DATA RECORDS: Begin
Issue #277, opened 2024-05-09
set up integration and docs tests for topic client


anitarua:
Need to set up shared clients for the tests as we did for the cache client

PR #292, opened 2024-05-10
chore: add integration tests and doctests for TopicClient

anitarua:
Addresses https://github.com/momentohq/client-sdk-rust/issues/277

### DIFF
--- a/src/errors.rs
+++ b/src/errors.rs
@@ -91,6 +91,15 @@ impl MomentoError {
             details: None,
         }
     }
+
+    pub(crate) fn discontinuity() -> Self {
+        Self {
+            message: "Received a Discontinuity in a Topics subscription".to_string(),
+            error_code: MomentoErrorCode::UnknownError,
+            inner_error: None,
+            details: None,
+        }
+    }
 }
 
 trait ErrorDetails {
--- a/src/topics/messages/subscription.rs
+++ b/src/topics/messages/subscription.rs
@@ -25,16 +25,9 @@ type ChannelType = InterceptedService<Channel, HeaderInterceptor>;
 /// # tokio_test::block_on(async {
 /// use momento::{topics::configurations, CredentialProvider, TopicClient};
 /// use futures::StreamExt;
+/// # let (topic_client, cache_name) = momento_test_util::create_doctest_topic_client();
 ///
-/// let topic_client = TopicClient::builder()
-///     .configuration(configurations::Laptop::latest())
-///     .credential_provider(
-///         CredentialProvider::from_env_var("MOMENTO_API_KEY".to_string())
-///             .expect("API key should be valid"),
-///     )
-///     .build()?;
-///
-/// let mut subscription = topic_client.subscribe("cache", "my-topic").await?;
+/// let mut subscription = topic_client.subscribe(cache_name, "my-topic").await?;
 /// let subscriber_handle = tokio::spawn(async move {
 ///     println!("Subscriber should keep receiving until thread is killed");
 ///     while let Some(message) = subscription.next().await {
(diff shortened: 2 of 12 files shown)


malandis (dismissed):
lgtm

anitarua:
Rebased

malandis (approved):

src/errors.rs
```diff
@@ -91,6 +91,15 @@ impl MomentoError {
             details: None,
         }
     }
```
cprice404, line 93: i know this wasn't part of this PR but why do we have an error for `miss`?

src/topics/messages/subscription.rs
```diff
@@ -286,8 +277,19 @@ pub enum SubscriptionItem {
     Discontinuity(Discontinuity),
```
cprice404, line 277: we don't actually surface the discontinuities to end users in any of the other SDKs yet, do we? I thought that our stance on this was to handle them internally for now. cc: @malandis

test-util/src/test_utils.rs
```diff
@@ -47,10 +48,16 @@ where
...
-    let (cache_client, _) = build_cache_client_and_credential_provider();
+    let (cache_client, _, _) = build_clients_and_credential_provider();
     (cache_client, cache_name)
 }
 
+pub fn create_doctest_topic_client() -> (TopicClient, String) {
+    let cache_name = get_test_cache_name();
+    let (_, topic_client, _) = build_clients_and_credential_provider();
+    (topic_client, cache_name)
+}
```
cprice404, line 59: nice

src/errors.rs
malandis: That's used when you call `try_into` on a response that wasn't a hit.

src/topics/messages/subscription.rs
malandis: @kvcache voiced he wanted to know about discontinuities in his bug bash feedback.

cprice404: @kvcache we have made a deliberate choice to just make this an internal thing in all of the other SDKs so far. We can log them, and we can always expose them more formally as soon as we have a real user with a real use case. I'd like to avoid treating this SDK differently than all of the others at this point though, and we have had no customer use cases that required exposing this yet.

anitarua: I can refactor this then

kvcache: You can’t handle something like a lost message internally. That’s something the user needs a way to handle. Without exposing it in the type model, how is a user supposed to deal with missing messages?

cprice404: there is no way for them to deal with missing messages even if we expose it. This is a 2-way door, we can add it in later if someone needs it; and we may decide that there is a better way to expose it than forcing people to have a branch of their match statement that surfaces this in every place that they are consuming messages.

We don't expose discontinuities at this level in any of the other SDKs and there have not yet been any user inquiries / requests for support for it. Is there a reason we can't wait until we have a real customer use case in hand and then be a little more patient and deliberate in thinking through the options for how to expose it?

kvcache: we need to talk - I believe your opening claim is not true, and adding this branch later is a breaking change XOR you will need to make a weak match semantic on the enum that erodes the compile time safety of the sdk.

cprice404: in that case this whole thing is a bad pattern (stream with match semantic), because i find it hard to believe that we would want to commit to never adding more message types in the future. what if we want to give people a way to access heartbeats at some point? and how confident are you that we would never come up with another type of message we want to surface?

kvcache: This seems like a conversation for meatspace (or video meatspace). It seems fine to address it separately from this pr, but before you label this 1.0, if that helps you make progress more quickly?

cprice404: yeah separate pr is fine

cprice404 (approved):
DATA RECORDS: End
▶ [WHAT YOU WILL DO]: Copy, from the material, each line that holds the string "make".

▶ [REPLY]:
cprice404: @kvcache we have made a deliberate choice to just make this an internal thing in all of the other SDKs so far. We can log them, and we can always expose them more formally as soon as we have a real user with a real use case. I'd like to avoid treating this SDK differently than all of the others at this point though, and we have had no customer use cases that required exposing this yet.
kvcache: we need to talk - I believe your opening claim is not true, and adding this branch later is a breaking change XOR you will need to make a weak match semantic on the enum that erodes the compile time safety of the sdk.
kvcache: This seems like a conversation for meatspace (or video meatspace). It seems fine to address it separately from this pr, but before you label this 1.0, if that helps you make progress more quickly?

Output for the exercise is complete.